# Suppression de programmes, de repertoires.



## babyromu (27 Octobre 2010)

Bonjour,

Je suis relativement nouveau sur mac, je fais pas mal de programmation en C et fortran.

Je me suis mis à la programmation parallèle il y a peu, mais j'ai quelques soucis de gestion avec mon mac.

Je voulais installer MPI sur mon pc, j'ai commencé par essayer d'installer LAM-MPI, sans succès, je pense avoir fais la commande make install, donc j'ai pleins de fichiers lam dans mon pc.

par exemple aussi, gfortran que j'ai voulu installer mais qui ne fonctionne pas (je précise que si ça ne fonctionne pas c'est pcq je suis encore un peu nul).

Bref, j'ai fait installer par quelqu'un OPENMPI, donc je souhaiterais supprimer tous les fichiers LAM.

Seulement vu que ce ne sont pas des "applications", je ne sais pas comment ej dois proceder.

Voici les commandes que j'ai tenté : 

MacBook-Pro-de-Romuald-Androus:~ romualdandrous$ cd /usr/local

MacBook-Pro-de-Romuald-Androus:local romualdandrous$ ls
bin		gfortran	lib		man		texlive
etc		include		libexec		share

MacBook-Pro-de-Romuald-Androus:local romualdandrous$ rm -d gfortran
override rwxr-xr-x  root/admin for gfortran? yes
rm: gfortran: Permission denied

MacBook-Pro-de-Romuald-Androus:local romualdandrous$ 


Est la bonne maniere de proceder et ai-je alors un souci administratif ou alors je me plante tout a fait.

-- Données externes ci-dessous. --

PR #452, opened 2026-04-01
chore: update ampel granular policy BP-02 and write spec

qduanmu:
This PR updated the Ampel granular policy file BP-02 to align to changes here: https://github.com/complytime/org-infra/pull/169 

Also, with more specs involved, updated the way to write spec files to avoid hard-coded filenames.

### DIFF
--- a/cmd/ampel-plugin/scan/scan.go
+++ b/cmd/ampel-plugin/scan/scan.go
@@ -1,10 +1,11 @@
 package scan
 
 import (
-	_ "embed"
+	"embed"
 	"encoding/json"
 	"errors"
 	"fmt"
+	"io/fs"
 	"net/url"
 	"os"
 	"os/exec"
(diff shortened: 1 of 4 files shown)


cmd/ampel-plugin/scan/scan.go
```diff
@@ -30,12 +30,18 @@ var githubBranchRulesSpec []byte
...
+var gitlabProjectApprovalsSpec []byte
+
 // GitHubSpecFile is the filename for the GitHub branch rules spec.
 const GitHubSpecFile = "branch-rules.yaml"
 
 // GitLabSpecFile is the filename for the GitLab branch protection spec.
 const GitLabSpecFile = "branch-protection.yaml"
 
+// GitLabApprovalsSpecFile is the filename for the GitLab project approvals spec.
+const GitLabApprovalsSpecFile = "project-approvals.yaml"
```
marcusburghardt: I know it this PR is only incrementing what was already there, but we should think about hard-coding these file names. It should not scale well.

qduanmu: Good point, updating.

marcusburghardt (approved):
LGTM

AlexXuan233 (approved):
LGTM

De plus vu que pour lam il y a des fichiers un peu partout, comment s'assurer que tout est bien supprimé???

Merci de votre aide


----------



## Djehemdji (29 Octobre 2010)

babyromu,

Je découvre également Mac OS X (version 4).
Et j'aime bien aussi manipuler les répertoires sans limite administrative tout en sachant bien sûr que c'est dangereux et qu'on peut bousiller le système mais mon MB ne me sert pas professionnellement donc au pire je formate.

Donc j'ai activé le compte root avec cette commande, trouvée ici au chapitre 3 :
http://www.spy-hill.com/~myers/help/apple/EnableRoot.html

$ sudo passwd root

WARNING: Improper use of the sudo command could lead to data loss
or the deletion of important system files. Please double-check your
typing when using sudo. Type "man sudo" for more information.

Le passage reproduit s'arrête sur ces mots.